Panfactum Monitoring Stack
This module provides a deployment of the kube-prometheus-stack. It includes:
-
Grafana
-
Alert Manager
Providers
The following providers are needed by this module:
-
aws (5.70.0)
-
helm (2.12.1)
-
kubectl (2.0.4)
-
kubernetes (2.27.0)
-
pf (0.0.3)
-
random (3.6.0)
-
time (0.10.0)
-
vault (3.25.0)
Required Inputs
The following input variables are required:
eks_cluster_name
Description: The name of the EKS cluster.
Type: string
grafana_domain
Description: The domain on which to expose Grafana.
Type: string
vault_domain
Description: The domain of the Vault instance running in the cluster.
Type: string
Optional Inputs
The following input variables are optional (have default values):
additional_tracked_resource_labels
Description: Kubernetes resource labels to include in metric labels
Type: list(string)
Default: []
additional_tracked_resources
Description: Additional Kubernetes resources to track in kube-state-metrics
Type: list(string)
Default: []
alertmanager_local_storage_initial_size_gb
Description: Number of GB to use for the local alertmanager storage (before autoscaled)
Type: number
Default: 2
alertmanager_log_level
Description: The log level for the alertmanager pods
Type: string
Default: "warn"
alertmanager_storage_class_name
Description: The storage class to use for local alertmanager storage
Type: string
Default: "ebs-standard"
aws_iam_ip_allow_list
Description: A list of IPs that can use the service account token to authenticate with AWS API
Type: list(string)
Default: []
enhanced_ha_enabled
Description: Whether to add extra high-availability scheduling constraints at the trade-off of increased cost
Type: bool
Default: true
grafana_basic_auth_enabled
Description: Whether to enable username and password authentication. Should only be enabled during debugging.
Type: bool
Default: true
grafana_db_recovery_directory
Description: The name of the directory in the backup bucket that contains the Grafana PostgreSQL backups and WAL archives
Type: string
Default: null
grafana_db_recovery_mode_enabled
Description: Whether to enable recovery mode for the Grafana PostgreSQL database
Type: bool
Default: false
grafana_db_recovery_target_time
Description: If provided, will recover the Grafana PostgreSQL database to the indicated target time in RFC 3339 format rather than to the latest data.
Type: string
Default: null
grafana_log_level
Description: The log level for the grafana pods
Type: string
Default: "error"
ingress_enabled
Description: Whether or not to enable the ingress for routing public traffic to prometheus stack components
Type: bool
Default: false
kube_api_server_monitoring_enabled
Description: Whether to enable monitoring of the API server
Type: bool
Default: false
kube_prometheus_stack_version
Description: The version of the kube-prometheus-stack to deploy
Type: string
Default: "58.5.3"
loki_chart_version
Description: The version of the grafana/loki helm chart to deploy
Type: string
Default: "6.6.2"
loki_storage_class_name
Description: The storage class to use for local loki storage
Type: string
Default: "ebs-standard"
metrics_retention_resolution_1h
Description: Number of days 1h metrics resolution should be kept
Type: number
Default: 1825
metrics_retention_resolution_5m
Description: Number of days 5m metrics resolution should be kept
Type: number
Default: 90
metrics_retention_resolution_raw
Description: Number of days the raw metrics resolution should be kept
Type: number
Default: 15
monitoring_enabled
Description: Whether to add active monitoring to the deployed systems
Type: bool
Default: false
monitoring_etcd_enabled
Description: Whether to monitor the Kubernetes API server's etcd instances.

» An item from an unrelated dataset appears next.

PR #111, opened 2021-09-16
Remove trivia from paradigm

fdiaz:
Acting on [this piece of feedback](https://github.com/fdiaz/SwiftInspector/pull/110#discussion_r710339525) I gave to @bachand PR

This simplifies the paradigm and only gives us the information about the type rather than the equals sign and the braces sign for computed properties.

Only enable for debugging purposes as it contains a huge amount of metrics.
Type: bool
Default: false
panfactum_scheduler_enabled
Description: Whether to use the Panfactum pod scheduler with enhanced bin-packing
Type: bool
Default: true
prometheus_default_scrape_interval_seconds
Description: The default interval between prometheus scrapes (in seconds)
Type: number
Default: 60
prometheus_local_storage_initial_size_gb
Description: Number of GB to use for the local prometheus storage (before autoscaled)
Type: number
Default: 2
prometheus_log_level
Description: The log level for the prometheus pods
Type: string
Default: "warn"
prometheus_operator_log_level
Description: The log level for the prometheus operator pods
Type: string
Default: "warn"
prometheus_storage_class_name
Description: The storage class to use for local prometheus storage
Type: string
Default: "ebs-standard"
pull_through_cache_enabled
Description: Whether to use the ECR pull through cache for the deployed images
Type: bool
Default: true
thanos_bucket_web_domain
Description: Domain to host the Thanos bucket web UI on. If not provided, will be on the same subdomain as grafana but with the thanos-bucket identifier (thanos-bucket.<grafana-subdomain>)
Type: string
Default: null
thanos_bucket_web_enable
Description: Whether to enable the web dashboard for the Thanos bucket analyzer which can show debugging information about your metrics data
Type: bool
Default: true
thanos_chart_version
Description: The version of the bitnami/thanos helm chart to deploy
Type: string
Default: "15.4.7"
thanos_compactor_disk_storage_gb
Description: Number of GB for the ephemeral thanos compactor disk. See https://thanos.io/tip/components/compact.md/#disk
Type: number
Default: 100
thanos_compactor_storage_class_name
Description: The storage class to use for the thanos compactor local storage
Type: string
Default: "ebs-standard"
thanos_image_version
Description: The version of thanos images to use
Type: string
Default: "v0.35.0"
thanos_log_level
Description: The log level for the thanos pods
Type: string
Default: "warn"
thanos_ruler_storage_class_name
Description: The storage class to use for the thanos ruler local storage
Type: string
Default: "ebs-standard"
thanos_store_gateway_storage_class_name
Description: The storage class to use for the thanos store gateway local storage
Type: string
Default: "ebs-standard"
vpa_enabled
Description: Whether the VPA resources should be enabled
Type: bool
Default: true
Outputs
The following outputs are exported:
bucket_web_url
Description: n/a
grafana_admin_password
Description: n/a
grafana_db_recovery_directory
Description: The name of the directory in the backup bucket that contains the Grafana PostgreSQL backups and WAL archives
namespace
Description: n/a
thanos_query_frontend_url
Description: n/a
Usage
No notes